# how affine connection follows from Two derivative operator

IN wald's GR book in chapter 3 This is stated behind the definition of affine connection :

First He showed that if we have two derivative operator $\nabla_a , \tilde\nabla_a$ (both of which consistent with the definition of derivative operator) then at point $p\in M$, for any dual vector field $\omega_b$

$$(\nabla_a - \tilde\nabla_a)\omega_b$$

will depend only on the value of $\omega_b$ at $p$. That is if $\omega_b^\prime=\omega_b$ at p then

$(\nabla_a - \tilde\nabla_a)\omega_b=(\nabla_a - \tilde\nabla_a)\omega_b^\prime$

Then he implied from above that at $p$, $(\nabla_a - \tilde\nabla_a)$ defines a $(1,2)$ tensor like

$$(\nabla_a - \tilde\nabla_a)\omega_b=C_{ab}^c\omega_c$$

I'm unable to see how his later assertion is connected to the earlier.

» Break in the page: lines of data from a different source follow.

PR #8227, opened 2022-07-22
Test with vc build

styfle:
Test

PR #8257, opened 2022-07-26
[tests] Update tests to run with vercel cli tarball

styfle:
This PR update the tests suite to wait for Vercel CLI tarball and then use that tarball to run E2E tests.

This is valuable because it will package all the packages in this monorepo to make the tests follow more closely what will happen in production once merged.

Since the current "Find Changes" step takes about 2 minutes, we run that first (it happens concurrently with the tarball preparation). Then once we complete "Find Changes" we wait for the tarball but it will likely be ready by that point since it also takes about 2 minutes. After both of those steps, the E2E tests continue as usual but with the `VERCEL_CLI_VERSION` set to the tarball.

- Related to #7967 
- Closes #8245 
- Closes #8227


.github/workflows/test.yml
```diff
@@ -32,6 +33,12 @@ jobs:
           echo "Files to test:"
           echo "$TESTS_ARRAY"
           echo "::set-output name=tests::$TESTS_ARRAY"
+      - uses: patrickedqvist/wait-for-vercel-preview@ae34b392ef30297f2b672f9afb3c329bde9bd487
```
ijjk, line 36: Does the `on: deployment_status` workflow trigger not work here? That seems to be how front's playwright setup is triggered.

styfle: Good point, that would work. However, if we changed to `on: deployment_status` we would have to block for 2 minutes while the deployment is going and wait for the status to be available to GitHub before we could start running turbo to check for the changes. Since both of these take about 2 minutes, it would increase the time before tests beginning running to 4 minutes. However, the way its written in my PR, it will remain 2 minutes.

ijjk: Makes sense, sounds good to kick this one off eagerly instead of waiting for the deployment to start.

packages/node/test/integration-setup.js
```diff
@@ -1,30 +1,15 @@
...
-  beforeEach(async () => {
-    if (builderUrlLastUpdated < Date.now() - ms('30min')) {
-      const builderPath = path.resolve(__dirname, '..');
-      builderUrl = await packAndDeploy(builderPath);
-      builderUrlLastUpdated = Date.now();
-      console.log('builderUrl', builderUrl);
-    }
-  });
-
+  // TODO: wait for vercel cli to create a tarball
```
Ethan-Arrowood: Is this comment still necessary?

Ethan-Arrowood (approved):
lgtm + did you mean to commit the yarn.lock in the puppeteer test?

packages/node/test/integration-setup.js
styfle: Nice catch, removed in b7575a6dc

EndangeredMassa (commented):
Looking good, but the `35-puppeteer` test is still failing

cb1kenobi (approved):

ijjk (approved):

PR #8262, opened 2022-07-27
[node] Consider "browser" and "module" fields in `package.json` when tracing Edge Functions

TooTallNate:
For Edge Functions, we are now considering the `"browser"` and `"module"` fields of packages to find the proper entrypoint. This PR updates `@vercel/node` to consider those same fields when using the node-file-trace tracing, so that the proper files get included in the output Edge Function.


packages/node/src/index.ts
```diff
@@ -200,23 +201,48 @@ async function compile(
...
-            entry = new FileFsRef({ fsPath, mode });
-          } else {
+
+          if (!entry) {
             entry = new FileBlob({ data: source, mode });
           }
           fsCache.set(relPath, entry);
           sourceCache.set(relPath, source);
-          return source.toString();
+          return source;
```
styfle: This can be a buffer according to line 205 so I think you need to keep the tostring()

styfle (commented):
Looks good, just need a test

EndangeredMassa:
Added some tests and they seemed to all be passing

packages/node/src/index.ts
```diff
@@ -201,18 +202,43 @@ async function compile(
...
+            for (const prop of ['browser', 'module']) {
+              const val = pkgJson[prop];
+              if (typeof val === 'string') {
+                debug(`Using "${prop}" field in ${fsPath}`);
+                pkgJson.main = val;
+
+                // Create the `entry` with the original so that the output is unmodified
+                if (!entry) {
+                  entry = new FileBlob({ data: source, mode });
+                }
```
EndangeredMassa, line 225: Do we need to create the `entry` here? It seems like it would be created below on line 241 regardless of what happens here.

EndangeredMassa (approved):

packages/node/src/index.ts
styfle: Agreed! In fact, I think you can move the `if` at line 213 to an `else if` following line 239

TooTallNate: `source` gets mutated on the next line though, so we need to add the entry here so that it contains the original `package.json` contents.

Ethan-Arrowood: agreed

styfle (approved):

PR #8267, opened 2022-07-28
[dev] log middleware errors in vc dev

EndangeredMassa:
Middleware server setup wasn't logging errors the same way that dev server setup was. This meant that middleware instantiation errors (like invalid config) would cause requests to 500, but no errors to be logged to the console.

This PR updates the invalid config error, makes sure errors in this area are logged out, and adds a test for this behavior.

**It may be appropriate to fail the deploy (and crash `vc dev`) in this case instead, though. What do others think?**

---

During `vc dev` with middleware that has an invalid `config.matcher` value...

Before: You see a 500 response in the browser and no output in the terminal.

After: You see a 500 response in the browser and this output in the terminal:

```
Error! Middleware's `config.matcher` values must start with "/". Received: not-a-valid-matcher
```

---

Related Issue: https://github.com/vercel/edge-functions/issues/220


packages/cli/test/dev/integration-4.test.ts
```diff
@@ -503,13 +503,6 @@ test(
   })
 );
 
-test(
-  '[vercel dev] Middleware with error at init',
-  testFixtureStdio('middleware-error-at-init', async (testPath: any) => {
-    await testPath(500, '/', /EDGE_FUNCTION_INVOCATION_FAILED/);
-  })
-);
```
EndangeredMassa, line 511: I'm not sure how this test was passing before. Will look into it more.

packages/cli/test/dev/utils.js
```diff
@@ -430,7 +433,7 @@ function testFixtureStdio(
           );
         }
 
-        if (stderr.includes('Command failed') || stderr.includes('Error!')) {
+        if (stderr.includes('Command failed')) {
```
EndangeredMassa, line 436: This `[vercel dev] Middleware with error at init` test relies on the `vc dev` not having `Error!` in the `stderr` output, which it now does.

`vc dev` and real deployments do still have the same behavior, but `testFixtureStdio` is being a bit aggressive in what counts as a failure. I removed this check for `Error!` and it now passes.

I wanted to make sure this check wasn't being relied on for other tests. So, I ran a full set of tests on just removing this check, which passed: https://github.com/vercel/vercel/pull/8293

If we really should keep this, we'll have to change the `[vercel dev] Middleware with error at init` test.

packages/node/src/dev-server.ts
```diff
@@ -224,7 +224,7 @@ async function compileUserCode(
   } catch (error) {
     // We can't easily show a meaningful stack trace from ncc -> edge-runtime.
     // So, stick with just the message for now.
-    console.error(`Failed to instantiate edge runtime.`);
+    console.error(`Failed to compile user code for edge runtime.`);
```
EndangeredMassa, line 227: I changed this slightly to make it obvious when this is the error vs. the other location of exactly the same log line where we actually instantiate the edge runtime.

styfle (approved):

PR #8273, opened 2022-07-29
[cli] Fix `vc build` with legacy `@now/static`

styfle:
There was a special case for `@vercel/static` but vc build was missing a special case for the legacy `@now/static`, which should work the same way.


EndangeredMassa (commented):
👍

Theorem. If $L: V \to V$ is a linear map from a finite dimensional vector space to the same space, there is a uniquely determined tensor $T \in V \otimes V^*$ such that induces $L$ as follows. If $v\in V$, $Lv$ is the contraction of the tensor product of $T$ and $v$ (the only possible contraction).
In our case, $V= T^*_pM$, with $p$ fixed, $L$ is the difference of the two covariant derivatives evaluated at $p$. Your second statement assures that $L$ is well defined as it, differently form each covariant derivative, depends on the value of its argument at $p$ and not on what happens in a neighborhood of $p$. Thus, the difference of the two derivatives at $p$ is a linear map in $T^*_pM$ with $p$ fixed. The tensor corresponding to that map in view of the quoted theorem is the mentioned tensor $C(p)$. Varying $p$ in $M$ you define a tensor field.